Have We Learned from Previous Stock Meltdowns?Michel A* and Shaked I
Questrom School of Business, 595 Commonwealth Avenue, Boston, MA 02215, USA
- *Corresponding Author:
- Michel A, Professor
Department of Finance
Boston University Questrom School of Business
Boston University, Boston, USA
E mail: [email protected]
Received April 22, 2014; Accepted June 05, 2015; Published June 19, 2015
Citation: Michel A, Shaked I (2015) Have We Learned from Previous Stock Meltdowns? J Glob Econ 3:151. doi:10.4172/2375-4389.1000151
Copyright: © 2015 Michel A, et al. This is an open-access article distributed under the terms of the Creative Commons Attribution License, which permits unrestricted use, distribution, and reproduction in any medium, provided the original author and source are credited.

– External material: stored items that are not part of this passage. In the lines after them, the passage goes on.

PR #209, opened 2019-10-28
Separate descriptor lifetimes in `get_static_field`

jvff:
## Overview

This PR loosens the lifetime constraints for the `get_static_field` and `get_static_field_unchecked` methods. Previously, the class and static field ID descriptors had a very strict lifetime requirement, which led the borrow checker to think that borrowing a `GlobalRef` (to use as a class descriptor) would require the returned `JValue` to live as long as the `GlobalRef` borrow. By creating new separate lifetimes for the descriptors, this is no longer the case.

These changes should not be breaking, because previously accepted code would adhere to stricter requirements, which are still accepted.

### Definition of Done

### DIFF
--- a/src/wrapper/jnienv.rs
+++ b/src/wrapper/jnienv.rs
@@ -1634,15 +1634,15 @@ impl<'a> JNIEnv<'a> {
 
     /// Get a static field without checking the provided type against the actual
     /// field.
-    pub fn get_static_field_unchecked<T, U>(
+    pub fn get_static_field_unchecked<'c, 'f, T, U>(
         &self,
         class: T,
         field: U,
         ty: JavaType,
     ) -> Result<JValue<'a>>
     where
-        T: Desc<'a, JClass<'a>>,
-        U: Desc<'a, JStaticFieldID<'a>>,
+        T: Desc<'a, JClass<'c>>,
+        U: Desc<'a, JStaticFieldID<'f>>,
     {
         let class = class.lookup(self)?.into_inner();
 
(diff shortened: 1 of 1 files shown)


jvff:
I realized that there are also some other methods in `JNIEnv` that are in a similar situation. Should I also apply similar changes to them and include them in this PR?

src/wrapper/jnienv.rs
```diff
@@ -1634,15 +1634,15 @@ impl<'a> JNIEnv<'a> {
...
+    pub fn get_static_field_unchecked<'c, 'f, T, U>(
         &self,
         class: T,
         field: U,
         ty: JavaType,
     ) -> Result<JValue<'a>>
     where
-        T: Desc<'a, JClass<'a>>,
-        U: Desc<'a, JStaticFieldID<'a>>,
+        T: Desc<'a, JClass<'c>>,
```
dmitry-timofeev: Does such modification make sense in all the other usages in JNIEnv, where `Desc<'a, JClass/Field/MethodId<'a>>` is accepted, so that they are compatible with global refs  and field/method ids (which have distinct from JNIEnv lifetimes and are allowed to outlive JNIEnv)?

jvff: Yes, I believe they are also candidates for similar changes. Should they be included in this PR?

dmitry-timofeev:
@jvff We've noticed at the same time :-) If it's not too much trouble for you to update them in the remaining cases, it would be wonderful!

jvff:
Yeah, perfect timing :smile: 

Sure! I'll push an update to the PR with the extra changes :slightly_smiling_face:

jvff:
I've pushed more commits to add the same lifetime separation changes to the other methods I found that had similar restrictions.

We have witnessed three major stock market meltdowns over the past three decades. This paper assesses the market shocks of 1987, 1997 and 2008. In particular, we review the history of modern finance and assess whether the role of quantitative finance has developed to reduce the likelihood of future meltdowns. We see that the role of models based on historical price movement often ignore the possibility of fat tails, that risk free arbitrage may exist in normal, but not tumultuous markets and that asset returns and correlations result in extreme values more frequently than predicted by the standard bell curve. Moreover, the desire for outsized returns has driven many money managers to leverage their returns beyond prudent levels, dramatically increasing portfolio risk. In addition, many in Wall Street sell and create new derivative products that are often sold without the necessary due diligence and properly conducted stress tests. The same quantitative courses are taught and similar derivative products are sold as during the three previous meltdowns. Unfortunately, the SEC and academia have taken little permanent action to reduce the odds of further stock meltdowns.